The solution is to remove the rows with levels that are going to cause problems later in predict(...) from Xte before the prediction. The other solution would be to predict using unknown.factor.levels=“NA” flag and then eliminate the NAs from comparisons (this solution is NOT used at present)

SOLVED

  1. B contains a factor level(s) not present in A, AND we are NOT doing CV, so we have no access to Xtr.

    This case is problematic because this situation gets identified too late - we are already in predict(...). At this point, only the model created by DMRnet(...) function and passed to predict(...) is known. We cannot perform inference and we cannot perform any imputation for the problematic data point, either (we don’t know Xtr and have no access to it).

    All that remains is to throw an error (when unknown.factor.levels="error", the default) OR eliminate the problematic rows, predict, and then replenish the result with NAs in place of problematic values (when unknown.factor.levels="NA").

    And this solution is not fully satisfactory, thus this case remains PROBLEMATIC.

Stability improvements

Generally speaking, matrix rank in real world scenarios is more a numerical concept than a mathematical concept and its value may differ depending on a threshold. Thus various kinds of problems result from data matrices close to singular: 1. The pivots were added in SOSnet for gaussian families and as a consequence a non-full rank data matrix was handled correctly to some extent (see the next point). 2. Numerical instability of QR decomposition in SOSnet for gaussian families (when rank is much lower than columns provided) may have resulted in crashes in QR decomposition, thus a try-catch clause was used to recalculate QR decomposition but only for pivoted columns within rank in case of failure of the original QR attempt. 3. Adding the regularization in gaussian family in DMR (note that this execution path is used in DMRnet too) in a form of adding an infinitesimally small diagonal matrix to R after QR decomposition calculation. 4. Fixing NA values resulting in attempting non-penalized regression in case of non-full rank design matrices.
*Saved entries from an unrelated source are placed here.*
PR #766, opened 2015-12-14
Set correct size for terminal which fixes text wrapping.

### LINKED ISSUE #765: Terminal doesn't wrap text correctly
- Sometimes the prompt disappears below the bottom of the terminal.
- Sometimes text escapes out the side of the terminal.

foot:
Sometimes it was going off the sides/bottom.

Fixes #765

### DIFF
--- a/client/app/scripts/components/terminal.js
+++ b/client/app/scripts/components/terminal.js
@@ -13,8 +13,8 @@ const wsProto = location.protocol === 'https:' ? 'wss' : 'ws';
 const wsUrl = wsProto + '://' + location.host + basePath(location.pathname);
 const log = debug('scope:terminal');
 
-const DEFAULT_COLS = 1;
-const DEFAULT_ROWS = 1;
+const DEFAULT_COLS = 80;
+const DEFAULT_ROWS = 24;
 // Unicode points can be used in html and document.title
 // html shorthand codes (&times;) don't work in document.title.
 const TIMES = '\u00D7';
@@ -28,10 +28,11 @@ function ab2str(buf) {
 
 function terminalCellSize(wrapperNode, rows, cols) {
   const height = wrapperNode.clientHeight;
-  const firstRow = wrapperNode.querySelector('.terminal div');
 
   // Guess the width of the row.
   let width = wrapperNode.clientWidth;
+  // Now try and measure the first row we find.
+  const firstRow = wrapperNode.querySelector('.terminal div');
   if (!firstRow) {
     log("ERROR: Couldn't find first row, resizing might not work very well.");
   } else {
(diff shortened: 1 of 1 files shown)


client/app/scripts/components/terminal.js
```diff
@@ -198,15 +207,17 @@ export default class Terminal extends React.Component {
     ev.preventDefault();
     const paramString = JSON.stringify(this.props);
     clickCloseTerminal(this.getPipeId());
-    openNewWindow(`terminal.html#!/state/${paramString}`);
+
+    const minWidth = this.state.pixelPerCol * 80 + (8 * 2);
```
davkal: Why 80? Why not use the current `cols`?

client/app/scripts/components/terminal.js
```diff
@@ -29,24 +27,35 @@ function ab2str(buf) {
...
+  // Guess the width of the row.
+  let width = wrapperNode.clientWidth;
+  // Now try and measure the first row we find.
+  const firstRow = wrapperNode.querySelector('.terminal div');
+  if (!firstRow) {
+    log("ERROR: Couldn't find first row, resizing might not work very well.");
+  } else {
+    const rowDisplay = firstRow.style.display;
+    firstRow.style.display = 'inline';
+    width = firstRow.offsetWidth;
```
davkal: Why is this better than `wrapperNode.clientWidth`?

client/app/scripts/components/terminal.js
foot: I have a little laptop screen, it gets very small w/ dev tools open. So when the embedded term appears it is very small. My first thought is: lets pop that out and make it bigger! But when it pops out it is very small so I have to immediately resize it.

Popping out windows is like freeing them! 80 chars is the ideal min size i think.

davkal: Understood.

client/app/scripts/components/terminal.js
foot: wrapperNode is a block div which fills its parent and gives a bad size reading.

We wanna get the container for the the actual text characters, turn it into a span so that it "clings" to them, and measure that. I found this clever hack on term.js's issue page somewhere.

Which makes me thing actually, that maybe if the initial 80 cols don't fit in the initial container they might wrap, giving another bad size reading. Maybe we should set the initial cols to 1... it will updated immediately to fit the window size anywho.. hmm

foot: More testing and it uses &nbsp; to fill out the rest of the line so it won't wrap! \o/.

So this measurement will be accurate regardless of init ncols. I think.

davkal:
LGTM

PR #767, opened 2015-12-14
Gather per-process CPU and memory metrics.

### LINKED ISSUE #756: Gather per-process CPU and Memory usage
We pretty much already have the code in proc walker.

### LINKED ISSUE #757: Make metrics consistent between nodes
Hosts have % memory usage, containers have it in KB (or MB etc).

We probably want a way of doing both, TBH.

tomwilkie:
Fixes #756, fixes #757

### DIFF
--- a/probe/process/reporter.go
+++ b/probe/process/reporter.go
@@ -3,29 +3,37 @@ package process
 import (
 	"strconv"
 
+	"github.com/weaveworks/scope/common/mtime"
 	"github.com/weaveworks/scope/report"
 )
 
 // We use these keys in node metadata
 const (
-	PID     = "pid"
-	Comm    = "comm"
-	PPID    = "ppid"
-	Cmdline = "cmdline"
-	Threads = "threads"
+	PID         = "pid"
+	Comm        = "comm"
+	PPID        = "ppid"
+	Cmdline     = "cmdline"
+	Threads     = "threads"
+	CPUUsage    = "cpu_usage_percent"
+	MemoryUsage = "memory_usage_bytes"
 )
 
 // Reporter generates Reports containing the Process topology.
 type Reporter struct {
-	scope  string
-	walker Walker
+	scope   string
+	walker  Walker
+	jiffies Jiffies
 }
 
+// Jiffies is the type for the function used to fetch the elapsed jiffies.
+type Jiffies func() (uint64, float64, error)
+
 // NewReporter makes a new Reporter.
-func NewReporter(walker Walker, scope string) *Reporter {
+func NewReporter(walker Walker, scope string, jiffies Jiffies) *Reporter {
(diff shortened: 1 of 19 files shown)


probe/process/walker_darwin.go
```diff
@@ -92,3 +92,8 @@ func parseLSOF(output string) (map[string]Process, error) {
 	}
 	return processes, nil
 }
+
+// GetDeltaTotalJiffies returns 0 - darwin doesn't have jiffies.
+func GetDeltaTotalJiffies() (uint64, float64, error) {
+	return 0, 0.0, nil
+}
```
paulbellamy: Won't this cause a flat sparkline? Better to disable the metric.

paulbellamy: Ah, deltaTotal will be 0, so this won't display.

probe/process/walker.go
```diff
@@ -8,19 +8,22 @@ type Process struct {
...
 // CachingWalker is a walker than caches a copy of the output from another
 // Walker, and then allows other concurrent readers to Walk that copy.
 type CachingWalker struct {
-	cache     []Process
-	cacheLock sync.RWMutex
-	source    Walker
+	cache         []Process
+	previousByPID map[int]Process
+	cacheLock     sync.RWMutex
+	source        Walker
```
paulbellamy: If we don't need guaranteed ordering of `Walk(...)`, it *might* be cleaner to change the type of `cache` to match `previousByPID`, so processes are always indexed by pid.

probe/process/reporter.go
```diff
@@ -59,9 +73,18 @@ func (r *Reporter) processTopology() (report.Topology, error) {
...
 		if p.PPID > 0 {
 			node.Metadata[PPID] = strconv.Itoa(p.PPID)
 		}
+
+		if deltaTotal > 0 {
+			cpuUsage := float64(p.Jiffies-prev.Jiffies) / float64(deltaTotal) * 100.
+			node = node.WithMetric(CPUUsage, report.MakeMetric().Add(now, cpuUsage).WithMax(maxCPU))
+		}
+
+		node = node.WithMetric(MemoryUsage, report.MakeMetric().Add(now, float64(p.RSSBytes)))
```
paulbellamy: memory usage from this disagrees with top/htop/ps-aux

probe/process/walker.go
tomwilkie: We don't rely on it anywhere.  Will give it a go.

probe/process/reporter.go
paulbellamy: Ah, had forgotten to divide ps aux/etc output by 1024 (not 1000).

paulbellamy:
LGTM

PR #780, opened 2015-12-17
Fixes display of unicode characters in the terminal

### LINKED ISSUE #748: Pipe should allow me to type all characters
On UK keyboards I have to use `Right-Alt + 3` to type `#`. These don't seem to be sent.

It also seems that `Ctrl + {arrow}` keys are ignored.

Found in #650

foot:
Fixes #748


davkal:
LGTM

screen shot 2015-12-23 at 12 50 19

PR #781, opened 2015-12-17
Add integration test for procspy edges.

### LINKED ISSUE #779: Add integration test for procspied connections
To prevents the 0.11 bug from appearing again.

tomwilkie:
Fixes #779

### DIFF
--- a/integration/330_application_edge_test.sh
+++ b/integration/330_application_edge_test.sh
@@ -1,0 +1,21 @@
+#! /bin/bash
+
+. ./config.sh
+
+start_suite "Test short connections between processes"
+
+WEAVE_DOCKER_ARGS=$ADD_HOST_ARGS weave_on $HOST1 launch
+scope_on $HOST1 launch
+weave_on $HOST1 run -d --name nginx nginx
+weave_on $HOST1 run -dti --name client alpine /bin/sh -c "while true; do \
+	nc nginx.weave.local 80 || true; \
+	sleep 1; \
+done"
+
+wait_for application $HOST1 60 nginx client
+
+has applications $HOST1 nginx
+has applications $HOST1 nc
+has_connection applications $HOST1 nc nginx
+
+scope_end_suite
--- a/integration/330_application_edge_test.sh
+++ b/integration/330_application_edge_test.sh
@@ -2,10 +2,10 @@
 
 . ./config.sh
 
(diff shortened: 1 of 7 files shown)


integration/config.sh
```diff
@@ -44,58 +36,84 @@ scope_end_suite() {
 	done
 }
 
+# this checks we have a named node in the given view
+has() {
+    local view=$1
```
paulbellamy: indentation

integration/330_application_edge_test.sh
```diff
@@ -0,0 +1,21 @@
...
+weave_on $HOST1 run -dti --name client alpine /bin/sh -c "while true; do \
+	nc nginx.weave.local 80 || true; \
+	sleep 1; \
+done"
+
+wait_for application $HOST1 60 nginx client
+
+has applications $HOST1 nginx
+has applications $HOST1 nc
+has_connection applications $HOST1 nc nginx
```
paulbellamy: v nice

integration/330_application_edge_test.sh
```diff
@@ -0,0 +1,21 @@
...
+
+start_suite "Test short connections between processes"
+
+WEAVE_DOCKER_ARGS=$ADD_HOST_ARGS weave_on $HOST1 launch
+scope_on $HOST1 launch
+weave_on $HOST1 run -d --name nginx nginx
+weave_on $HOST1 run -dti --name client alpine /bin/sh -c "while true; do \
+	nc nginx.weave.local 80 || true; \
+	sleep 1; \
+done"
```
paulbellamy: This isn't actually that short of a connection, as one it is connected the `nc` will hang for a while.

tomwilkie: Not supposed to be a short connection (they don't get applied between processes) - I'm testing procspy, which only looks at long connections.  Have updated comment and turned off conntrack for this test to make it more obvious.

tomwilkie:
@paulbellamy PTAL

paulbellamy:
Ok, so the salient point of these tests is that when conntrack is off the probe is forced to use procspy, correct? if so, let's either mention procspy in the test name, or a comment on why conntrack is disabled.

tomwilkie:
@paulbellamy kinda - we're checking process to process edges, which only come from procspy.  Have added this to test name.

PR #789, opened 2016-01-04
Speed up incremental build

tomwilkie:
- Pass `-i` to `go build` to speed up builds (forces `go build` to install dependancies, thanks @bboreham)
- Share `scope/pkg` into build container as `/go/pkg` (cached intermediate packages are installed here)
- Ignore files in `./vendor` for Makefile dependancies
- Don't send two copies of the docker tarball to the docker daemon when building container
- Add `make shell` target to get a shell in the build container
- Don't install `python-pip` in the build container, just `python-requests`
- Update to go 1.5.2

### DIFF
--- a/Makefile
+++ b/Makefile
@@ -12,7 +12,7 @@ SCOPE_BACKEND_BUILD_IMAGE=$(DOCKERHUB_USER)/scope-backend-build
 SCOPE_BACKEND_BUILD_UPTODATE=.scope_backend_build.uptodate
 SCOPE_VERSION=$(shell git rev-parse --short HEAD)
 DOCKER_VERSION=1.6.2
-DOCKER_DISTRIB=docker-$(DOCKER_VERSION).tgz
+DOCKER_DISTRIB=.pkg/docker-$(DOCKER_VERSION).tgz
 DOCKER_DISTRIB_URL=https://get.docker.com/builds/Linux/x86_64/docker-$(DOCKER_VERSION).tgz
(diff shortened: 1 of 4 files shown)


tomwilkie:
With this change, incremental builds take ~30s.  Full build is 7mins.

```shell
$ make clean
$ make
...
real	6m54.132s
user	0m0.536s
sys		0m3.712s
$ # some very minor change
$ make
...
real	0m31.620s
user	0m0.124s
sys		0m2.352s
```

tomwilkie:
For reference, on master incremental builds take almost 2mins:

```shell
$ make clean
$ make
$ # some very minor change
$ make
...
real	1m49.625s
user	0m0.996s
sys		0m5.480s
```

Makefile
```diff
@@ -12,12 +12,14 @@ SCOPE_BACKEND_BUILD_IMAGE=$(DOCKERHUB_USER)/scope-backend-build
 SCOPE_BACKEND_BUILD_UPTODATE=.scope_backend_build.uptodate
 SCOPE_VERSION=$(shell git rev-parse --short HEAD)
 DOCKER_VERSION=1.6.2
-DOCKER_DISTRIB=docker/docker-$(DOCKER_VERSION).tgz
+DOCKER_DISTRIB=docker-$(DOCKER_VERSION).tgz
```
paulbellamy: would be nice if we had a "target build directory" to put all this junk in.

paulbellamy:
If you can think of a better place to put the docker tarball that would be great, otherwise LGTM.

PR #794, opened 2016-01-04
Split and move xfer package.

### LINKED ISSUE #641: Everything* in xfer/ is only used by the Probe
(except a const port number, the request & response control data types, and the Details datatype.)

Proposal is to move every except that into probe/xfer, and move the above into common/xfer

tomwilkie:
Fixes #641


paulbellamy:
Not a fan of:
```Go
import (
  "github.com/weaveworks/weave/common"
  xcommon "github.com/weaveworks/scope/common/xfer" // sometimes called just `common`
  "github.com/weaveworks/scope/probe/xfer"
)
```
Maybe:
`probeXfer "github.com/weaveworks/scope/probe/xfer"`, or
`commonXfer "github.com/weaveworks/scope/common/xfer"`

In general `common "github.com/weaveworks/scope/common/xfer"` seems a bit confusing, since `common` is already the name of another package.

tomwilkie:
@paulbellamy I agree (x)common is pretty ugly; but the cAmElCaSe seems pretty ugly too.  How about we rename `probe/xfer` to be `proble/appclient`?

paulbellamy:
`probe/xfer -> app/client` ?

tomwilkie:
@paulbellamy PTAL

PR #795, opened 2016-01-05
Animate sparklines

### LINKED ISSUE #638: Sparklines are jumpy
These could be animated, then it's much easier to tell the progress.

davkal:
* Refactored sparklines to be rendered by react
* Animate sparklines by feeding data bit by bit using a buffer
* Corrected row key for sparklines so root element does not get replaced all the time
* Tried using CSS transitions to [animate the line](http://bl.ocks.org/benjchristensen/1148374) between consecutive data feeds, but that still looked choppy

Fixes #638


tomwilkie:
Looking good 

yijibh1klw

client/app/scripts/components/sparkline.js
```diff
@@ -1,118 +1,179 @@
...
-      attr('cx', lastX).
-      attr('cy', lastY).
-      attr('fill', '#46466a').
-      attr('fill-opacity', 0.6).
-      attr('stroke', 'none').
-      attr('r', this.props.circleDiameter);
+    this.x.domain([first, last]);
+
+    this.y.domain([
+      this.props.min || d3.min(data, d => d.value),
```
foot: Lose `0` as the min domain here, maybe check for `undefined`?

foot: Or do a `Math.min` as below? Not sure if that works.

client/app/scripts/components/node-details/node-details-table.js
```diff
@@ -14,15 +14,19 @@ export default class NodeDetailsTable extends React.Component {
...
           } else if (row.value_type === 'sparkline') {
+            key = row.key;
             valueComponent = <NodeDetailsTableRowSparkline row={row} />;
           } else {
+            key = row.key + row.value_major + row.value_minor;
             valueComponent = <NodeDetailsTableRowValue row={row} />;
           }
           return (
-            <div className="node-details-table-row" key={row.key + row.value_major + row.value_minor}>
+            <div className="node-details-table-row" key={key}>
```
foot: Do we need all this stuff in the `key`? `row.key` by itself looks like its unique enough (the label).

client/app/scripts/components/sparkline.js
```diff
@@ -1,118 +1,179 @@
...
-
-      y.domain([
-        this.props.min || d3.min(data, d => d.value),
-        this.props.max || d3.max(data, d => d.value)
-      ]);
-
-      lastX = x(data[data.length - 1].date);
-      lastY = y(data[data.length - 1].value);
-      title = 'Last ' + d3.round((last - first) / 1000) + ' seconds, ' + data.length + ' samples, min: ' + d3.round(d3.min(data, d => d.value), 2) + ', max: ' + d3.round(d3.max(data, d => d.value), 2) + ', mean: ' + d3.round(d3.mean(data, d => d.value), 2);
+    // adjust scales based on data
```
foot: range not based on data.

client/app/scripts/components/sparkline.js
```diff
@@ -1,118 +1,179 @@
...
+
+  getGraphData() {
+    // data is of shape [{date, value}, ...]
+    let data = this.getDataFromBuffer();
 
-    // Do nothing if no data is passed in.
-    if (data.length === 0) {
-      return;
+    // Do nothing if no data or data w/o date are passed in.
+    if (data.length === 0 || data[0].date === undefined) {
```
foot: fail fast? +1 for exploding if we're getting some weird data.

client/app/scripts/components/node-details/node-details-table.js
davkal: Yup, in the current node details table, some rows in the connection tables have the same keys :frowning:

client/app/scripts/components/sparkline.js
```diff
@@ -1,118 +1,179 @@
...
+      let firstIndex = dates.indexOf(this.state.first);
+      if (firstIndex > -1 && firstIndex < dates.size - 1) {
+        firstIndex++;
+      } else {
+        firstIndex = 0;
+      }
+      const first = dates.get(firstIndex);
+
+      let lastIndex = dates.indexOf(this.state.last);
+      if (lastIndex > -1 && lastIndex < dates.size) {
```
foot: `lastIndex < dates.size` is always `true`?

foot:
It would be cool to have a better domain for the load averages. (They still "jump around a bit"). But I'm not sure what that would be, some dynamic rolling average perhaps.

foot:
As the sparkline updates more frequently than the label the two feel a bit out of sync sometimes. You see a spike whizz by, but the label failed to capture it. It might be a bit annoying to have the number changing too often also though.

foot:
We could separate out the logic a little more so that ticking/buffer-merging happened in an `AnimatedSparkline`, but that might get in the way again if we wanted to have a SmoothScrollingAnimatedSparkline in the future too..

Anywho, looks good!

davkal:
The latest value next to the sparkline was out of sync because it was not rendered by the bit-by-bit fed sparkline. The logic to feed the data has been extracted but this needs to be adapted when #752 is merged, because the number layout changes there. I suggest we wait for that.

BONUS: smooth out the y-domain, maybe via an exponentially dampened moving average like load itself.

davkal:
Format renderer fixes are included, fixes #902

foot:
Looks good!

Minor issues:

- If you get used to the animating sparklines its a surprise to see them sit there statically for 5s when the details panel is first opened. (cheat?: Initial "load 10", and stream in the next 5 for immediate animation?)
- Load jumping around: Maybe we could record the greatest value we've seen so far and use that as the max. Its fun to watch though, sometimes looks like a never ending staircase.
- Top memory render gently "bumps" the layout when changing values sometimes. E.g. 302MB -> 302.1MB will make the container a tiny bit bigger to fit in the "1".

foot:
Code looks good.

HOC FTW LGTM

davkal:
Final comment: the child tables are not fed by the feeder, so the big top metrics seem to change all the time, while the metrics in the tables stay the same til the next details request. This comes with 2 drawbacks: (1) they dont look like they re updating that often. I tried using the feeder there too, but it was quite CPU heavy and they quickly became out of sync. (2) as the big metric is going through the samples it may have a lower value than that of a child metric, which wont add up, e.g. host CPU < container CPU.

foot:
LGTMTM

PR #732, opened 2015-12-08
Merge probe and app binaries, run with ./scope probe or ./scope app.

tomwilkie:
The benefits here are (1) 50% reduction in build time and (2) almost 50% reduction in container size.

Fixes #569

PR #796, opened 2016-01-05
Use argv[0] for process name, differentiate scope app and probe.

tomwilkie:
As of #732 scope became a single binary, and it became hard to differentiate the app from the probe.  This PR reintroduces the naming difference, and also bring the process names in scope more inline with `ps`.


paulbellamy:
It seems like this PR does two (somewhat) unrelated things, changing the name of the scope processes, and changing what is rendered for a process name/command.  Should (at least) be 2 different commits, please.

tomwilkie:
@paulbellamy PTAL

paulbellamy:
LGTM

Issue #764, opened 2015-12-14
Control errors persist when switching details pane, and prevent closing the details pane


paulbellamy:
To Reproduce:

1) Open details pane on nodeA
2) Click a control and get an error
3) Try to close the details pane by clicking the backround (it doesn't do anything)
4) Open details pane on nodeB
5) Node that the error from nodeA is still showing

tomwilkie:
Probably related to #758

PR #797, opened 2016-01-05
Fix node controls so they behave independently across nodes

### LINKED ISSUE #758: An outstanding control on one container prevents you doing another operation on a different container.
Sometimes the docker controls (stop, start etc) take some time, and we show a spinner whilst they are outstanding.

If I select a different container, I still see the spinner, even though the outstanding control operation was on a different container.  I'd like to be able to do controls on different containers in parallel.

foot:
If one node was busy performing an action, any other nodes' controls
would also be in a 'blocked and waiting' state.

fixes #758 and #764

### DIFF
--- a/client/app/scripts/actions/app-actions.js
+++ b/client/app/scripts/actions/app-actions.js
@@ -3,7 +3,7 @@ import debug from 'debug';
 import AppDispatcher from '../dispatcher/app-dispatcher';
 import ActionTypes from '../constants/action-types';
 import { updateRoute } from '../utils/router-utils';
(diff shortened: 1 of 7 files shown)


davkal:
Restarting the second node affects the first node:
still happening

Both were alpine images.

foot:
Whoops! lets have a look..

foot:
This works for me! Cleared cache?

davkal:
Weird. works for me too now. so LGTM

foot:
Whoop!

PR #806, opened 2016-01-11
Less hacky fix for /%2F bug

### LINKED ISSUE #804: /api/topology/applications-by-name/%2Fhome%2Fweave%2Fweave gets redirected to /api/topology/applications-by-name/home/weave/weave
A bug in go / gorilla: https://github.com/gorilla/mux/issues/142

I can probably do a workaround.

tomwilkie:
Fixes #804

### DIFF
--- a/app/router.go
+++ b/app/router.go
@@ -29,48 +29,86 @@ var (
 // mistakenly unescapes the Path before parsing it.  This breaks %2F (encoded
 // forward slashes) in the paths.
 func URLMatcher(pattern string) mux.MatcherFunc {
-	matchParts := strings.Split(pattern, "/")
-
 	return func(r *http.Request, rm *mux.RouteMatch) bool {
-		path := strings.SplitN(r.RequestURI, "?", 2)[0]
-		parts := strings.Split(path, "/")
-		if len(parts) != len(matchParts) {
-			return false
+		vars, match := matchURL(r, pattern)
+		if match {
+			rm.Vars = vars
 		}
-
-		rm.Vars = map[string]string{}
-		for i, part := range parts {
-			unescaped, err := url.QueryUnescape(part)
-			if err != nil {
-				return false
-			}
-			match := matchParts[i]
-			if strings.HasPrefix(match, "{") && strings.HasSuffix(match, "}") {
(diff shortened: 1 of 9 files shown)


app/router.go
```diff
@@ -68,11 +68,28 @@ func RegisterTopologyRoutes(c Reporter, router *mux.Router) {
...
+// means the request has been handled.
+func HandleNode(c Reporter, w http.ResponseWriter, r *http.Request) bool {
+	matcher := URLMatcher("/api/topology/{topology}/{id}")
+	rm := mux.RouteMatch{}
+	if !matcher(r, &rm) {
+		return false
+	}
+	topologyID := rm.Vars["topology"]
+	nodeID := rm.Vars["id"]
+	if nodeID == "ws" {
```
paulbellamy: Won't we still have the same bug for websockets, then?

prog/app.go
```diff
@@ -18,14 +18,21 @@ import (
...
 	router.Methods("GET").PathPrefix("/").Handler(http.FileServer(FS(false)))
-	return router
+
+	// need to handle some routes in a completely custom way, because
+	// https://github.com/weaveworks/scope/issues/804
+	return http.HandlerFunc(func(w http.ResponseWriter, r *http.Request) {
+		if !app.HandleNode(c, w, r) {
+			router.ServeHTTP(w, r)
+		}
+	})
```
paulbellamy: Don't like that this is in 2 places. Maybe extract it somewhere into a function with the explanation there. Could just inline it into `app.HandleNode`, maybe.

paulbellamy:
ugly, but can't think of a better way to do it.

tomwilkie:
I think this is beyond even my ugliness threshold.  @peterbourgon have any suggestions?  Otherwise I'll take another stab as bashing it into shape.

tomwilkie:
> Won't we still have the same bug for websockets, then?

None of the topology view name start with (or contain) a slash, so we won't have this bug.

> Don't like that this is in 2 places.

Have updated and rejigged this a little so its less ugly.  Also added a test.  @paulbellamy PTAL.

PR #814, opened 2016-01-13
[WIP] Rate limit reading expensive files from /proc

### LINKED ISSUE #812: Probe using 70% CPU
@2opremio reports the probe is using 70% CPU on the service hosts.

tomwilkie:
Fixes #812

### DIFF
--- a/integration/340_process_edge_across_host_2_test.sh
+++ b/integration/340_process_edge_across_host_2_test.sh
@@ -16,7 +16,7 @@ weave_on $HOST2 run -dti --name client alpine /bin/sh -c "while true; do \
 	sleep 1; \
 done"
 
-sleep 30 # need to allow the scopes to poll dns, resolve the other app ids, and send them reports
+sleep 60 # need to allow the scopes to poll dns, resolve the other app ids, and send them reports
 
 check() {
     has processes $1 "nginx: worker process"
--- a/probe/endpoint/procspy/backgound_reader.go
+++ b/probe/endpoint/procspy/backgound_reader.go
@@ -12,9 +12,9 @@ import (
 )
 
 const (
-	timeout   = 60                     // keep contents for 60 seconds
-	size      = 10 * 1024 * 1024       // keep upto 10MB worth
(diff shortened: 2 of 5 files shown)


tomwilkie:
This seems to have some unintended side effects on the edges that get detected.  Needs more work.

tomwilkie:
Have rebased, increased limits and made it so results are deleted once used (a bit racey right now, just an experiment).  Results are improved but he connections are still flakey and sometime outright odd.

Its worth testing without conntrack (as that has known bugs) so you know any mis-connections are due to this change:

`./scope launch --probe.conntrack=false`

2opremio:
I've experimented with grouping the processes by namespace to ensure that all the reads of `/proc/PID/fds` are done immediately after reading `/proc/PID/net/tcp{,6}`.

However, I still miss a lot of connections.

The cause most likely lays in the inconsistencies resulting from caching  `/proc/PID/net/tcp{,6}`  and not `/proc/PID/fds`. I will start by caching both to see if it solves the problem.

2opremio:
This is still hacky/work in process, but works well. Now there's a background gorountine walking `/proc/PID/fd/*` and `/proc/PID/net/tcp{,6}` in a loop with dynamically adjusted ratelimiting.  

On the way I found out that we were not reading the network namespace inodes properly (the inode of the symlink is not the inode of the namespace),  resulting in reading `/proc/PID/net/tcp{,6}` for all processes (see f63b637).  

In the average case that should provide over one order of magnitude of speedup to PID walker (e.g. in my machine I hat 150 processes and only 7 net namespaces).

So, for now, maybe it's enough to simply cherrypick f63b637 and probably 2c32110 .

2opremio:
I have made some measurements to see if it's worth having a background reader after fixing the namespace reading and it doesn't seem to be the case.

With 60 network namespaces, scope is at ~15% CPU in both cases. BTW, master is over 30% CPU, which gives us a 2X :).

So, I am closing this in favor of #898 and I will cherry-pick f799dc8 into a separate PR.

tomwilkie:
+1

PR #823, opened 2016-01-15
k8s: Filter out pause as a system container

### LINKED ISSUE #733: Filter kubernetes pause container as a system container
In Kubernets every pod implicitly includes a root `pause` container, whose network namespace is referenced by the other pod containers to ensure a single, shared namespace per pod.

This containers should be considered system containers, since they don't have any app-level functionality and clutter the view.

2opremio:
This makes a huge difference when viewing containers in a kubernetes cluster since every pod contains a pause container, completely cluttering the view.

Fixes #733 

@tomwilkie @paulbellamy PTAL (although the change is trivial)

### DIFF
--- a/render/filters.go
+++ b/render/filters.go
@@ -184,10 +184,12 @@ var systemContainerNames = map[string]struct{}{
 }
 
 var systemImagePrefixes = map[string]struct{}{
-	"weaveworks/scope":        {},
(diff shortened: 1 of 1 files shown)


tomwilkie:
LGTM

paulbellamy:
Seems like a good idea to me!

Other improvements are the following: 1. Fixing how the parameters get passed in plot family of functions. 2. Updating how coef presents parameters: only non-zero coefficients get returned. 4. Fixing the error in DRMnet and cross validation in handling data with a single two-factor column, by adding drop=FALSE statement. 5. Fixing negative values in binomial case coming from w_stats from numerical instability when Kan was very close to 0 and Var is not symmetric, but w_stats assumes symmetric Var (problem observed in DMRnet for binomial family in Insurance data set - see hard_case_DMRnet_insurance.Rtest file intesting_branch). 6. There have been [cases ofgrpregnot observing a group constraint](https://github.com/pbreheny/grpreg/issues/54) (i.e. a condition that either all betas are zero, or all betas are non-zero within a group) in [Promoter data set](https://archive.ics.uci.edu/ml/datasets/Molecular+Biology+%28Promoter+Gene+Sequences%29) - seehard_case_DMRnet_promoter.Rtest file intesting_branch`. Some betas that belonged to groups > 0 were not strictly > 0. It was problematic in GLAMER only, as DMRnet recalculated the t-statistics and was not constrained by initial beta values. It was fixed in GLAMER by adding a small constant to all betas in groups with at least one non-zero beta.

Weight parameterization

This remains to be introduced to GLAMER and DMRnet algorithms in future versions >0.3.1.